Work instructions: Repeat every record below exactly as written.

::::

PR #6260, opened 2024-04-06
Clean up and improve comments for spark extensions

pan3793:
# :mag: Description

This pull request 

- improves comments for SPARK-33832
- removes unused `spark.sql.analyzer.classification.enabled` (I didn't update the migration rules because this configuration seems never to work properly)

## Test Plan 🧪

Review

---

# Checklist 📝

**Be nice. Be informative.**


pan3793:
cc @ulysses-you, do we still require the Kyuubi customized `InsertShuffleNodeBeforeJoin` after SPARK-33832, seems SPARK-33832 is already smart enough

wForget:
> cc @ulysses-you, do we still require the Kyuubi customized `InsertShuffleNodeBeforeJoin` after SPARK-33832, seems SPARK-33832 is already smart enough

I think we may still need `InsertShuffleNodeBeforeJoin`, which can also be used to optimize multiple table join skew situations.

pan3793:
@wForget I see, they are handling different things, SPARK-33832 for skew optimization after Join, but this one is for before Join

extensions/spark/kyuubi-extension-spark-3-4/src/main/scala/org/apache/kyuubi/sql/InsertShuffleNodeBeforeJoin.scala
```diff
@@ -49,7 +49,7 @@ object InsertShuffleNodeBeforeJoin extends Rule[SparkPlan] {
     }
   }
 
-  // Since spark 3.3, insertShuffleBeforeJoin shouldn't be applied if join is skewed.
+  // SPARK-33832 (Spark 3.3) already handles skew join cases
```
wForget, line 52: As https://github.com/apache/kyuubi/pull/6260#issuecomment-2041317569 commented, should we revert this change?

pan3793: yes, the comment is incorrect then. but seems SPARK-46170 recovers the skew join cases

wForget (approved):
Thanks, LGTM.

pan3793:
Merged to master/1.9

::::

Result below:
PR #6260, opened 2024-04-06
Clean up and improve comments for spark extensions

pan3793:
# :mag: Description

This pull request 

- improves comments for SPARK-33832
- removes unused `spark.sql.analyzer.classification.enabled` (I didn't update the migration rules because this configuration seems never to work properly)

## Test Plan 🧪

Review

---

# Checklist 📝

**Be nice. Be informative.**


pan3793:
cc @ulysses-you, do we still require the Kyuubi customized `InsertShuffleNodeBeforeJoin` after SPARK-33832, seems SPARK-33832 is already smart enough

wForget:
> cc @ulysses-you, do we still require the Kyuubi customized `InsertShuffleNodeBeforeJoin` after SPARK-33832, seems SPARK-33832 is already smart enough

I think we may still need `InsertShuffleNodeBeforeJoin`, which can also be used to optimize multiple table join skew situations.

pan3793:
@wForget I see, they are handling different things, SPARK-33832 for skew optimization after Join, but this one is for before Join

extensions/spark/kyuubi-extension-spark-3-4/src/main/scala/org/apache/kyuubi/sql/InsertShuffleNodeBeforeJoin.scala
```diff
@@ -49,7 +49,7 @@ object InsertShuffleNodeBeforeJoin extends Rule[SparkPlan] {
     }
   }
 
-  // Since spark 3.3, insertShuffleBeforeJoin shouldn't be applied if join is skewed.
+  // SPARK-33832 (Spark 3.3) already handles skew join cases
```
wForget, line 52: As https://github.com/apache/kyuubi/pull/6260#issuecomment-2041317569 commented, should we revert this change?

pan3793: yes, the comment is incorrect then. but seems SPARK-46170 recovers the skew join cases

wForget (approved):
Thanks, LGTM.

pan3793:
Merged to master/1.9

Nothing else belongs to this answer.